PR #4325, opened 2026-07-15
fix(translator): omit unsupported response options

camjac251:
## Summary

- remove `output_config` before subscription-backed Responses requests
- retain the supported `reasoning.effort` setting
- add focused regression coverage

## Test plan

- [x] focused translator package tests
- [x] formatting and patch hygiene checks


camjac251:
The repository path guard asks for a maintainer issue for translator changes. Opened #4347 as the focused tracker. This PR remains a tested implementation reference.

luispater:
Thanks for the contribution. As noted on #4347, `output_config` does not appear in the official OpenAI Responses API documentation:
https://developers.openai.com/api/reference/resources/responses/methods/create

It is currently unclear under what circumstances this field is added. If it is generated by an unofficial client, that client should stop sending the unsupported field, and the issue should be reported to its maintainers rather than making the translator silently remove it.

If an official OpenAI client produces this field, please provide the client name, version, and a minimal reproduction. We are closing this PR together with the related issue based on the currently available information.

● ● ● ● ● ● ●

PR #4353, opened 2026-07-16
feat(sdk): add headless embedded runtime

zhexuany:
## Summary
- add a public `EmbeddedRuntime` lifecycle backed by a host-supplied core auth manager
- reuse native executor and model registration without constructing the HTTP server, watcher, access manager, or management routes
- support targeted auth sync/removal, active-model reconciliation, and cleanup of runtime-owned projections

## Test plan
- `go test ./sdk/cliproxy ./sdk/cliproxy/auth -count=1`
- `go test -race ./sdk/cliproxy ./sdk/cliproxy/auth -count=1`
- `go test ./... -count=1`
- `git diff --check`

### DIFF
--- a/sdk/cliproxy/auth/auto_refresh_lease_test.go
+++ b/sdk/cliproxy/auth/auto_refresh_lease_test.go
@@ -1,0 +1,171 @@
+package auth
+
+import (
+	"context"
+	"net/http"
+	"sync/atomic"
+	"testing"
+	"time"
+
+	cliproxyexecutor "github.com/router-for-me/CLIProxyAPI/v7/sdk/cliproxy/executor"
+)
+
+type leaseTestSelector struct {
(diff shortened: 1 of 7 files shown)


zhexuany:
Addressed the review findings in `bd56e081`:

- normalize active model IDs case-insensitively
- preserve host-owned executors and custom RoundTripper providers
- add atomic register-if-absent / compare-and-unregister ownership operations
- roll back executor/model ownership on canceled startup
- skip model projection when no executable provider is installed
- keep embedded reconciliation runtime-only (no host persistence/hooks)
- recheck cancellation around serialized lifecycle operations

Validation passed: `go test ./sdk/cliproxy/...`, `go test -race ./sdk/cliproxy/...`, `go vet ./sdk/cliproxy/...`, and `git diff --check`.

● ● ● ● ● ● ●

In the listing, find all lines with the string "sync" and copy them.

- support targeted auth sync/removal, active-model reconciliation, and cleanup of runtime-owned projections
+	"sync/atomic"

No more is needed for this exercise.